Po blisko półrocznym użytkowaniu zachwyt mija. Telefon zalicza coraz częstsze zwiechy. Po słuchaniu radia FM, lub on-line nie można się do mnie dodzwonić; wysiada i głośnik, i mikrofon. Dodatkowo pomiędzy frontem, a bocznymi klawiszami (on/off i głośność) pękła obudowa. To mój drugi smartfon z Andkiem i zaczynam się zastanawiać co jest nie tak z tymi zaawansowanymi gadżetami? Są co raz szybsze, "mądrzejsze", a nie wytrzymują półrocznego, normalnego użytkowania. Nadają się chyba tylko do trzymania w gablotce i podziwiania.
[EDIT] 30.03.2012
No i pięknie. Od rana telefon uparcie twierdził, że dziś jest 1 kwietnia (dowcipniś). Ustawianie poprawnej daty nie pomagało. Wyłączyłem go na chwilę i już nie mogę włączyć. Szlag mnie trafi!

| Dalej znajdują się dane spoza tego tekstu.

Issue #4869, opened 2025-05-29
Feature: Add support for multiple YaCy servers to SearXNG engines.


smokingwheels:
Working URL to the engine:
I am running a YaCy instance at http://58.96.112.6:8091 on a volatile RAM drive.
After every reboot, the YaCy data is automatically restored from Nextcloud account.

I have access to many peers, but to avoid overload, I currently limit SearXNG to querying only one peer on the server at a time. For ongoing monitoring and testing, I occasionally may replace that peer with a different instance, same address and port to evaluate performance and stability under real-world conditions. Peer may go offline or be restored independently.

Why do you want to add this engine?
YaCy is a decentralized, open-source search engine that doesn’t track its users. Running multiple peers increases resiliency and diversity of results, and offers a unique privacy-respecting alternative for meta-search.

Features of this engine:

Open source and privacy-focused.

Decentralized, federated search.

Can be run in volatile (RAM) mode for speed; my instance is restored from Nextcloud after reboot for fast recovery

Users can add their own YaCy peers for results.

Handles cases where the peer returns few or no results (I patched the engine definition for this) 

How can SearXNG fetch the information from this engine?
Via the YaCy HTTP API, e.g.:

http://58.96.112.6:8091/yacysearch.json?query=test

My working SearXNG engine definition is set up to query 3 single specified peers.
The engine gracefully handles if the peer returns partial results.

Applicable category of this engine:

general

Additional context:

My YaCy peer is running in RAM, so crashes may occur; the engine is designed to be robust against failures and restores automatically via Nextcloud.

Allowing SearXNG users to specify their own YaCy peers increases decentralization and privacy.

Thanks

Bnyro:
Please remove that copied code from the issue description, or create a pull request to propose your changes.

The current way it's hard to understand what you're actually proposing here. SearXNG already supports Yacy, so I don't really get whay you're asking for here?

smokingwheels:
I would like it to be easy for users to add their own YaCy peer(s) to SearXNG, simply by specifying the HTTP URL (e.g., http://myyacy.example.com:8090). Ideally, this could be done via the SearXNG preferences UI or a simple config field, so users can connect to their own decentralized search peer without manually editing engine YML files.

Use Case:

Many YaCy users run their own instance, sometimes on localhost or a home server.

Making it straightforward to add your own YaCy peer would encourage more privacy-respecting, decentralized search and community experimentation.

Suggestions:

[...]

Issue #3953, opened 2024-10-21
KeyError when YaCy config is not named "yacy"


LillySchramm:
> Version: `2024.10.19+050451347` (Docker)

It is currently not possible to name a YaCy engine config anything other that `yacy`. It should be possible to do so.

The following config causes said behavior:
```yaml
engines:
  - name: a_name
    engine: yacy
    categories: general
    search_type: text
    base_url:
      - https://search.example.com
    shortcut: ya
    timeout: 4.0
```
```
searxng-1  | 2024-10-21 12:06:23,796 WARNING:searx.engines.ysrv-yacy: ErrorContext('searx/engines/yacy.py', 118, "url = engines['yacy'].base_url  # type: ignore", 'KeyError', None, ()) False
searxng-1  | 2024-10-21 12:06:23,796 ERROR:searx.engines.ysrv-yacy: exception : 'yacy'
searxng-1  | Traceback (most recent call last):
searxng-1  |   File "/usr/local/searxng/searx/search/processors/online.py", line 163, in search
searxng-1  |     search_results = self._search_basic(query, params)
searxng-1  |                      ^^^^^^^^^^^^^^^^^^^^^^^^^^^^^^^^^
searxng-1  |   File "/usr/local/searxng/searx/search/processors/online.py", line 137, in _search_basic
searxng-1  |     self.engine.request(query, params)
searxng-1  |   File "/usr/local/searxng/searx/engines/yacy.py", line 141, in request
searxng-1  |     params["url"] = f"{_base_url()}/yacysearch.json?{urlencode(args)}"
searxng-1  |                        ^^^^^^^^^^^
searxng-1  |   File "/usr/local/searxng/searx/engines/yacy.py", line 118, in _base_url
searxng-1  |     url = engines['yacy'].base_url  # type: ignore
searxng-1  |           ~~~~~~~^^^^^^^^
searxng-1  | KeyError: 'yacy'
```
When setting `name: yacy`, this issue does not exist.

*I might fix this issue myself at some point*

return42:
The KeyError comes from the `yacy images` engine:

https://github.com/searxng/searxng/blob/050451347b021d05d26c7a0797c790bbd83442e4/searx/settings.yml#L2182-L2184

As you can see above, the `yacy images` engine did use the `network` from an engine named `yacy`  but this engine does no longer exists, when you rename the engine to `a_name`.

LillySchramm:
[...]

PR #5193, opened 2025-09-10
Fix base_url conflict with YaCy engines

xylobol:
## What does this PR do?

This is a quick bugfix for an issue where you cannot have multiple YaCy engines with different base_urls. See #4869 for more details.

This allows administrators to add multiple YaCy engines. Personally, I use this to keep an index of web results and an index of results from my intranet separate.

Run searxng with multiple YaCy engines configured, each with a different `base_url`, and with none named `yacy`. 

## Author's checklist

I don't know what to put in this section. I've tested it locally after building in Docker, and I'm running it in my homelab right now. I've also made sure the default configuration works. 

## Related issues

Would help with #4869 and #3953.

### DIFF
--- a/AUTHORS.rst
+++ b/AUTHORS.rst
@@ -179,3 +179,4 @@ features or generally made SearXNG better:
 - Tommaso Colella `<https://github.com/gioleppe>`
 - @AgentScrubbles
 - Filip Mikina `<https://github.com/fiffek>`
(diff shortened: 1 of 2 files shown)


return42:
Thanks a lot for your work on this, please follow my comment in the issue: https://github.com/searxng/searxng/issues/4869#issuecomment-3273359285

To drugi, po LG P920 telefon z Andkiem, który nie wytrzymał półrocznego użytkowania. Nie dziwiłbym się gdybym w nich grzebał, modyfikował, ale nic z tych rzeczy. Używałem je do pracy biurowej i przeglądania netu. Chyba czas się pożegnać z zielonym robotem.